**Exercise input:**
* * * * * * * * *
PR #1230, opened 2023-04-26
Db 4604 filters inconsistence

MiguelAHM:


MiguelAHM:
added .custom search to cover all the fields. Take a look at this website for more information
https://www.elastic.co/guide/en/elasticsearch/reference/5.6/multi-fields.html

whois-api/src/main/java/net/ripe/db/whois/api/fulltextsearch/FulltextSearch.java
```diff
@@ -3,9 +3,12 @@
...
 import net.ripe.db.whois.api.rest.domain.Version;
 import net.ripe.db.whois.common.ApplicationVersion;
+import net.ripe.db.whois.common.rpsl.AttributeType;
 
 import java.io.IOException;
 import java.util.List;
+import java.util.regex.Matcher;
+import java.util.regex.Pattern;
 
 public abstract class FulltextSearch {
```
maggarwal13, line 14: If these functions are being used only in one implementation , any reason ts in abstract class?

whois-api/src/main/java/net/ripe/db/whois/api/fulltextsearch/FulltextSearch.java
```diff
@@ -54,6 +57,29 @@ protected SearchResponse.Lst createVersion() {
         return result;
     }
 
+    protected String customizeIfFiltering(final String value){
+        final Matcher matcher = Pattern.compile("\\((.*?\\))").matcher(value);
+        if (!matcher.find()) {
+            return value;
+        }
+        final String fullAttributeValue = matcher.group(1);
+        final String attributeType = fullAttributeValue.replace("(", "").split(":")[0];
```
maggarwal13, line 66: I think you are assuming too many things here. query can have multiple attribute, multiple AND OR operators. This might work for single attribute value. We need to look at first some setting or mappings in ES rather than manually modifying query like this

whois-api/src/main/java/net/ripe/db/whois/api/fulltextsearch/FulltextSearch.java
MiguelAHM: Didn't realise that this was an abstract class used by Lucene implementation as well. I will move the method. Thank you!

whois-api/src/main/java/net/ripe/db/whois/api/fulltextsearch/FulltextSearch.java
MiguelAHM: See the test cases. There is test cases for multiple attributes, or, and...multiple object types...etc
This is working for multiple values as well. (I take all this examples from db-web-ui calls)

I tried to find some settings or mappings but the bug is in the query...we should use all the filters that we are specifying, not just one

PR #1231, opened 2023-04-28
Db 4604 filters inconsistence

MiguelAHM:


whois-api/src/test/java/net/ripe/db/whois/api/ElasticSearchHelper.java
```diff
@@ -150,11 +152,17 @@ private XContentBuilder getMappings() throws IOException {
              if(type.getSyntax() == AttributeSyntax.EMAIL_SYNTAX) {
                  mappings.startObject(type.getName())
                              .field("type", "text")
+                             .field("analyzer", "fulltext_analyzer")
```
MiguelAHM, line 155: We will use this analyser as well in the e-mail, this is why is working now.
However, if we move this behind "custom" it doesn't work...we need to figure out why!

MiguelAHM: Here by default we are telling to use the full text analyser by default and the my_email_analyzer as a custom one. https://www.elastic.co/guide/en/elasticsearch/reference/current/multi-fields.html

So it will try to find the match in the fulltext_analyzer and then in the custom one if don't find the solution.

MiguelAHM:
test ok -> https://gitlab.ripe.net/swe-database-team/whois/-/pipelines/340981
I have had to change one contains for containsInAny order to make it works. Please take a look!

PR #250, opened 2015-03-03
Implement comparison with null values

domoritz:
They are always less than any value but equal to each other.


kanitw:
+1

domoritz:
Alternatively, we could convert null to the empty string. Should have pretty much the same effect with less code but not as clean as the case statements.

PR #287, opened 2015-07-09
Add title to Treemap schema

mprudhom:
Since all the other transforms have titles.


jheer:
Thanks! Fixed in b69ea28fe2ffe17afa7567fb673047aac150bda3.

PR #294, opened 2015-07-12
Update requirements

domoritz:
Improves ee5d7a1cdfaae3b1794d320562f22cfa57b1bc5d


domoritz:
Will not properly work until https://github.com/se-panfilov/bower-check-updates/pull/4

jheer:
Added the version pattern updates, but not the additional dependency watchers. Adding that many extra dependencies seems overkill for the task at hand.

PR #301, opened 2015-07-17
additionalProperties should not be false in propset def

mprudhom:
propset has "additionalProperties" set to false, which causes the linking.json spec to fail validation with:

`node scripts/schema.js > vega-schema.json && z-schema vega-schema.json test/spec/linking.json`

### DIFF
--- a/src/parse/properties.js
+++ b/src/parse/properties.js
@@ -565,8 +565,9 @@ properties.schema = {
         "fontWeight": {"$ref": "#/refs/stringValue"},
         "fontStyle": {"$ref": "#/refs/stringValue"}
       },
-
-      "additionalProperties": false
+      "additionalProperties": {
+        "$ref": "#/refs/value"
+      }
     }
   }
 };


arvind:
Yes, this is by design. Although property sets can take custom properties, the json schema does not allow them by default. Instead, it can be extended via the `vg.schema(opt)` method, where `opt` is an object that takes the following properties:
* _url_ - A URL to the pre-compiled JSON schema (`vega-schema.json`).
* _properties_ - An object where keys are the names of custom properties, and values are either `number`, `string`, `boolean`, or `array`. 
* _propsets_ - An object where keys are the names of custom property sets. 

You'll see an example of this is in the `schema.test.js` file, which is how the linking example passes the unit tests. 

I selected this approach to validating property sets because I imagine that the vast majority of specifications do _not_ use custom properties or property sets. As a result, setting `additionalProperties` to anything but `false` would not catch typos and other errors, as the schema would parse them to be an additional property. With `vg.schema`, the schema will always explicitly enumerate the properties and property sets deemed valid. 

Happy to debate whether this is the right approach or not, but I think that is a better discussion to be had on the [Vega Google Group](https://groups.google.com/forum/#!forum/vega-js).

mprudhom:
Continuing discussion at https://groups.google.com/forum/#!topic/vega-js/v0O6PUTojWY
* * * * * * * * *
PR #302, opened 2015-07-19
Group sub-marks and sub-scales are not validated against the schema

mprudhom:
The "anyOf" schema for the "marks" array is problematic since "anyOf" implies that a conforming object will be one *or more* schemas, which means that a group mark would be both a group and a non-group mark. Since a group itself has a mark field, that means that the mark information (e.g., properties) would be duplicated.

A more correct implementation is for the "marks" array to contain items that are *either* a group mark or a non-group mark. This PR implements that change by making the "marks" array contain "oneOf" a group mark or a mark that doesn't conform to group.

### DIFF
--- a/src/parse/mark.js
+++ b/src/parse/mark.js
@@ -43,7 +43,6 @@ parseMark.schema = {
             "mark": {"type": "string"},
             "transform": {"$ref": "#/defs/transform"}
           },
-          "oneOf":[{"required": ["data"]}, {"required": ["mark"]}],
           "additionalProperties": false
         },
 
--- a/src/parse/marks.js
* * * * * * * * *
**What is required:** Lines containing the word "result": copy each of them from the material.

**Exercise solution:**
         return result;
I selected this approach to validating property sets because I imagine that the vast majority of specifications do _not_ use custom properties or property sets. As a result, setting `additionalProperties` to anything but `false` would not catch typos and other errors, as the schema would parse them to be an additional property. With `vg.schema`, the schema will always explicitly enumerate the properties and property sets deemed valid. 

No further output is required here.